The spike protein binding assay kit was purchased from BPS Bioscience (San Diego, California, USA). The kit codes for the British and South African variant assay were 78140 and 78151, respectively. The kits consisted of purified Receptor-Binding Domain (RBD) of spike proteins derived from the corresponding variant virus. The kit was used as recommended by the manufacturer with some modifications. The spike protein RBD provided in the kit was first coated onto a 96-well microtiter plate from the kit as indicated by the manual. A 50 μL aliquot of CD or CD spray solution diluted to an appropriate concentration was placed in each well and incubated at 25oC for 5 min. Next, a 20 μL aliquot of 10 mmol/L sodium thiosulfate in Blocking Buffer 2 provided in the kit was added to each well to terminate the reaction of CD with the protein. Under this condition, the CD is rapidly converted to ClO2- and becomes unreactive with proteins [16]. Next, a 35 μL aliquot of biotin-labeled ACE2 diluted to 1.5 μg/mL by Blocking Buffer 2 was added to each well. Biotin-labeled ACE2 was then bound to streptavidin-labeled horseradish peroxidase and detected using a substrate of the horseradish peroxidase supplied in the kit. The Chemiluminescence signal was measured after 1 min using a luminometer (model SH-9000; Corona Electric, Hitachinaka, Ibaraki, Japan). Each concentration of CD was assayed in four wells (n=4). Because the chemiluminescence intensity fluctuated between experiments, the final data was normalized (i.e. 0 μg/ml CD as 100%).

Results and Discussion

As shown in Figure 1, the intensity of the binding of human ACE2 protein to the spike protein RBD decreased with increasing concentrations of CD. The concentration of aqueous CD solution required to give 50% binding inhibition (IC50) was 7.6 μmol/L and 5.8 μmol/L for the British and South African variant, respectively (Table 1). An inhibitory effect of CD was also observed using the CD spray solution (Figure 2). Specifically, IC50 for the binding of ACE2 to the spike protein RBD was 15.3 μmol/L and 4.7 μmol/L for the British and South African variant, respectively (Table 1). Moreover, binding of the Wuhan strain spike protein RBD to ACE2 was also inhibited by the CD aqueous solution with an IC50 of 6.5 μmol/L

Table 1: The concentration of Chlorine Dioxide (CD) aqueous solution required to inhibit binding of the receptor-binding domain of variant SARS-CoV-2 spike proteins (S proteins) to human receptor protein ACE2 by 50% (IC50) is shown.
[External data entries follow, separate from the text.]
PR #354, opened 2019-03-14
FIX: make sure meg sensors as numbers with integration points are still ok

### LINKED ISSUE #353: Change of behavior of om_gain: it used to apply weights
The function om_gain used to return only one row per sensor, no matter how many integration points are used for these points. Now it returns one row per integration point.

In the example below, I have processed the same CTF example with 9 magnetometers (4 integration points) and 291 gradiometers (8 integration points) from Brainstorm with two versions of OpenMEEG:
https://www.dropbox.com/s/q1e9dfvalmz5hwo/openmeeg-2.1.zip?dl=0
https://www.dropbox.com/s/7m4y85ojxluk2a0/openmeeg-2.4.zip?dl=0

OpenMEEG 2.1: openmeeg_gain_meg.mat = [300 x 3009]
OpenMEEG 2.4: openmeeg_gain_meg.mat = [2364 x 3009]

This causes the current Brainstorm wrapper not to work anymore, as there is nothing to apply the weights after the call to om_gain:
https://github.com/brainstorm-tools/brainstorm3/blob/master/toolbox/forward/bst_openmeeg.m#L458

And therefore users complaining:
https://neuroimage.usc.edu/forums/t/issue-forward-modelling-with-openmeeg-bem/10266/
https://neuroimage.usc.edu/forums/t/error-in-openmeeg-in-meg-data/8421

Is this related to this other issue?
https://github.com/openmeeg/openmeeg/issues/347

Did this become an optional parameter controlled with a command line flag?
Is it something that you will fix, or something that should be handled in the Brainstorm side instead? If so, what should we do: simply sum the rows multiplied by the weights?

agramfort:
closes #353 

cc @ftadel

@papadop @mclerc this commit https://github.com/openmeeg/openmeeg/commit/cbb9d0f574c32d40fedd12fd8489d3cdd74fdbb4 had broken brainstorm in 2014.

@massich can you see if you can cut a new minor release? also we need a what's new page. @massich can you help with this? thanks a lot

### DIFF
--- a/OpenMEEG/src/sensors.cpp
+++ b/OpenMEEG/src/sensors.cpp
@@ -90,7 +90,6 @@ namespace OpenMEEG {
         std::string s, buf;
         Strings names;
         Strings tokens;
-        Strings::const_iterator tokensIterator;
         bool labeled = false;
         size_t nlin = 0;
         size_t ncol = 0;
--- a/OpenMEEG/src/sensors.cpp
+++ b/OpenMEEG/src/sensors.cpp
@@ -107,7 +107,9 @@ namespace OpenMEEG {
                         ncol++;
                     }
                 }
-                tokensIterator = tokens.begin();
+                if (ncol >= 7) {
+                    labeled = true;
+                }
                 for ( size_t j = 0; j < tokens[0].size(); ++j) {
                     if ( isalpha(tokens[0][j]) && (tokens[0][j] != 'e') && (tokens[0][j] != 'E' ) ) {
                         labeled = true;


papadop:
Looking at the code and the squids files in the source code, it seems that the format has somewhat changed (while trying to keep backward compatibility). It also looks that there are no tests (at least MEG ones) with integration and that's why  we have not caught the problem.

In the old format, sensor names were allowed to be numbers. In the new one they should start by a letter (and not a 'e' or 'E' if I'm looking in the code which is strange and contradicts the documentation: I need to investigate more). I need to understand better why this constraints has been added but I guess this is related to the addition of EIT sensors and to avoid some ambiguity. A quick guess is that in the old format, we were "guessing" the type of sensor based on the number of columns which is not longer possible with EIT sensors. The constraint is a way to maintain the old format and its heuristic way of determining the sensor type, but I need to investigate more.

For now a simple fix is to add a letter (not 'e' or 'E') in front of any numerical label. I'm pretty sure that Francois files were not interpreted as MEG channels... I'm not sure there is a good fix that would allow for the new functionality while preserving the use of the old format. I'll try to come with a solution, but surely, there is the need to change the file format and stop to rely on an heuristics to determine the sensor type.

Variants of spike protein Receptor-Binding Domain (RBD) were treated with either Chlorine Dioxide (CD) aqueous solution or CD spray solution at various concentrations, and then assayed for its binding ability to the receptor protein ACE2

(Ogata N, unpublished data). There were slight differences in the inhibitory effect between aqueous CD and the CD spray solution in these experiments. The observed differences may be due to the effect of other constituents in the spray solution, which are added to prolong the shelf life of the product. These results suggest all the CD solutions are effective in inactivating the binding of the SARS-CoV-2 virus to human cell receptor ACE2. As such, CD is likely to have an inhibitory action on the infection of the virus.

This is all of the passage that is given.